**Records provided**.
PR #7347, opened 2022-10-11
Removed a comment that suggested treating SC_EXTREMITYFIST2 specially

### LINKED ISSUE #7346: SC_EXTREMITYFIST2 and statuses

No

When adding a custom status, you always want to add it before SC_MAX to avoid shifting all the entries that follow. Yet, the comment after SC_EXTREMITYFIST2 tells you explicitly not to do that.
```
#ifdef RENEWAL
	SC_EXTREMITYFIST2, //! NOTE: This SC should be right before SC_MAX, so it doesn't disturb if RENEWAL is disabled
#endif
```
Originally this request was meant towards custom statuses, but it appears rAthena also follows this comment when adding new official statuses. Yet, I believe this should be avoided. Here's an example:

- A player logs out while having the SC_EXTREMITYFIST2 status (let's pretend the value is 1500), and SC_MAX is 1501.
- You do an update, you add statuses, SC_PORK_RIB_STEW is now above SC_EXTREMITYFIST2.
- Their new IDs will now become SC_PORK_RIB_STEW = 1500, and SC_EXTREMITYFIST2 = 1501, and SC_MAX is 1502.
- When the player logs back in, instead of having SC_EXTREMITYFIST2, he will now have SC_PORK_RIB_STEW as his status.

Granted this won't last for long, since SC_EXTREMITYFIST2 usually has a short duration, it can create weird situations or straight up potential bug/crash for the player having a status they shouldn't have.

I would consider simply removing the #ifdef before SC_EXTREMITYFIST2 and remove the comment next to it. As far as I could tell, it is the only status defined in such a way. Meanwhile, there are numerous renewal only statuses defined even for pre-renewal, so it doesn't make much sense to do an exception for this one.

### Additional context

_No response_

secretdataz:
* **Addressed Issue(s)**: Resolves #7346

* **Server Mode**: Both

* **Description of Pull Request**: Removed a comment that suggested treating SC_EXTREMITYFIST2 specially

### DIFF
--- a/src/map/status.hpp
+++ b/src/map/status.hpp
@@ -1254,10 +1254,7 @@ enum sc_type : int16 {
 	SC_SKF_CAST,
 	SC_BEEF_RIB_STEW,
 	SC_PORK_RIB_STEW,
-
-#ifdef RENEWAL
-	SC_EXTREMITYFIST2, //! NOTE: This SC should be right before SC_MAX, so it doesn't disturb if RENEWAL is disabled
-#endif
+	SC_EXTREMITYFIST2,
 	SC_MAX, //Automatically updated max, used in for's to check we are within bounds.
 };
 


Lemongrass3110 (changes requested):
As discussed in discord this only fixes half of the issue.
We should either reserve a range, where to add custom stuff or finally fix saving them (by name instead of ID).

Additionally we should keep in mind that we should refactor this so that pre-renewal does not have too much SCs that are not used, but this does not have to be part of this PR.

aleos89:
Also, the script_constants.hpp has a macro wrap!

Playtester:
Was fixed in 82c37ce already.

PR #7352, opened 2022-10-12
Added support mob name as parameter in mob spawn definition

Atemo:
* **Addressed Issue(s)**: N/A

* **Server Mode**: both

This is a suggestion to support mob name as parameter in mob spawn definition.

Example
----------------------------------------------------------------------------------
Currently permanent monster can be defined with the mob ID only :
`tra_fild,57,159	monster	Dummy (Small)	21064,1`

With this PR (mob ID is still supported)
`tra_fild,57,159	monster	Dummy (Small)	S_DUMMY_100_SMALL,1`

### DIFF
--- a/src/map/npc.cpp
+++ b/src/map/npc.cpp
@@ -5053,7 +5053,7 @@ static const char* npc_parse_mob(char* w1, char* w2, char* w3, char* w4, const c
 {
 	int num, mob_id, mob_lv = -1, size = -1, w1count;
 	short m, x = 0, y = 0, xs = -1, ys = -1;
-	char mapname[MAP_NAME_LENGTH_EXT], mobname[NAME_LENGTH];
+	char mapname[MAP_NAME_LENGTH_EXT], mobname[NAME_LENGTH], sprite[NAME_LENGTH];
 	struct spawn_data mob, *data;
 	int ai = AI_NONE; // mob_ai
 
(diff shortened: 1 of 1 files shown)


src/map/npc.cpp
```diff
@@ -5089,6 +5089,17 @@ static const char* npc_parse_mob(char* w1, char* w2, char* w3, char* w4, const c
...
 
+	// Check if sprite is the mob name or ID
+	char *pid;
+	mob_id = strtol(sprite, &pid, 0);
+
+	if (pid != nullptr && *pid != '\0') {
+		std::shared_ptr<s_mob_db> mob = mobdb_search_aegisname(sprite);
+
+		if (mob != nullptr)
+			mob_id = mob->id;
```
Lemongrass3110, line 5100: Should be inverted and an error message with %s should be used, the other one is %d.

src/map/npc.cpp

**Required action**. Could you restate the listing above word for word, leaving nothing out?

**Response area**.
PR #7347, opened 2022-10-11
Removed a comment that suggested treating SC_EXTREMITYFIST2 specially

### LINKED ISSUE #7346: SC_EXTREMITYFIST2 and statuses

No

When adding a custom status, you always want to add it before SC_MAX to avoid shifting all the entries that follow. Yet, the comment after SC_EXTREMITYFIST2 tells you explicitly not to do that.
```
#ifdef RENEWAL
	SC_EXTREMITYFIST2, //! NOTE: This SC should be right before SC_MAX, so it doesn't disturb if RENEWAL is disabled
#endif
```
Originally this request was meant towards custom statuses, but it appears rAthena also follows this comment when adding new official statuses. Yet, I believe this should be avoided. Here's an example:

- A player logs out while having the SC_EXTREMITYFIST2 status (let's pretend the value is 1500), and SC_MAX is 1501.
- You do an update, you add statuses, SC_PORK_RIB_STEW is now above SC_EXTREMITYFIST2.
- Their new IDs will now become SC_PORK_RIB_STEW = 1500, and SC_EXTREMITYFIST2 = 1501, and SC_MAX is 1502.
- When the player logs back in, instead of having SC_EXTREMITYFIST2, he will now have SC_PORK_RIB_STEW as his status.

Granted this won't last for long, since SC_EXTREMITYFIST2 usually has a short duration, it can create weird situations or straight up potential bug/crash for the player having a status they shouldn't have.

I would consider simply removing the #ifdef before SC_EXTREMITYFIST2 and remove the comment next to it. As far as I could tell, it is the only status defined in such a way. Meanwhile, there are numerous renewal only statuses defined even for pre-renewal, so it doesn't make much sense to do an exception for this one.

### Additional context

_No response_

secretdataz:
* **Addressed Issue(s)**: Resolves #7346

* **Server Mode**: Both

* **Description of Pull Request**: Removed a comment that suggested treating SC_EXTREMITYFIST2 specially

### DIFF
--- a/src/map/status.hpp
+++ b/src/map/status.hpp
@@ -1254,10 +1254,7 @@ enum sc_type : int16 {
 	SC_SKF_CAST,
 	SC_BEEF_RIB_STEW,
 	SC_PORK_RIB_STEW,
-
-#ifdef RENEWAL
-	SC_EXTREMITYFIST2, //! NOTE: This SC should be right before SC_MAX, so it doesn't disturb if RENEWAL is disabled
-#endif
+	SC_EXTREMITYFIST2,
 	SC_MAX, //Automatically updated max, used in for's to check we are within bounds.
 };
 


Lemongrass3110 (changes requested):
As discussed in discord this only fixes half of the issue.
We should either reserve a range, where to add custom stuff or finally fix saving them (by name instead of ID).

Additionally we should keep in mind that we should refactor this so that pre-renewal does not have too much SCs that are not used, but this does not have to be part of this PR.

aleos89:
Also, the script_constants.hpp has a macro wrap!

Playtester:
Was fixed in 82c37ce already.

PR #7352, opened 2022-10-12
Added support mob name as parameter in mob spawn definition

Atemo:
* **Addressed Issue(s)**: N/A

* **Server Mode**: both

This is a suggestion to support mob name as parameter in mob spawn definition.

Example
----------------------------------------------------------------------------------
Currently permanent monster can be defined with the mob ID only :
`tra_fild,57,159	monster	Dummy (Small)	21064,1`

With this PR (mob ID is still supported)
`tra_fild,57,159	monster	Dummy (Small)	S_DUMMY_100_SMALL,1`

### DIFF
--- a/src/map/npc.cpp
+++ b/src/map/npc.cpp
@@ -5053,7 +5053,7 @@ static const char* npc_parse_mob(char* w1, char* w2, char* w3, char* w4, const c
 {
 	int num, mob_id, mob_lv = -1, size = -1, w1count;
 	short m, x = 0, y = 0, xs = -1, ys = -1;
-	char mapname[MAP_NAME_LENGTH_EXT], mobname[NAME_LENGTH];
+	char mapname[MAP_NAME_LENGTH_EXT], mobname[NAME_LENGTH], sprite[NAME_LENGTH];
 	struct spawn_data mob, *data;
 	int ai = AI_NONE; // mob_ai
 
(diff shortened: 1 of 1 files shown)


src/map/npc.cpp
```diff
@@ -5089,6 +5089,17 @@ static const char* npc_parse_mob(char* w1, char* w2, char* w3, char* w4, const c
...
 
+	// Check if sprite is the mob name or ID
+	char *pid;
+	mob_id = strtol(sprite, &pid, 0);
+
+	if (pid != nullptr && *pid != '\0') {
+		std::shared_ptr<s_mob_db> mob = mobdb_search_aegisname(sprite);
+
+		if (mob != nullptr)
+			mob_id = mob->id;
```
Lemongrass3110, line 5100: Should be inverted and an error message with %s should be used, the other one is %d.

src/map/npc.cpp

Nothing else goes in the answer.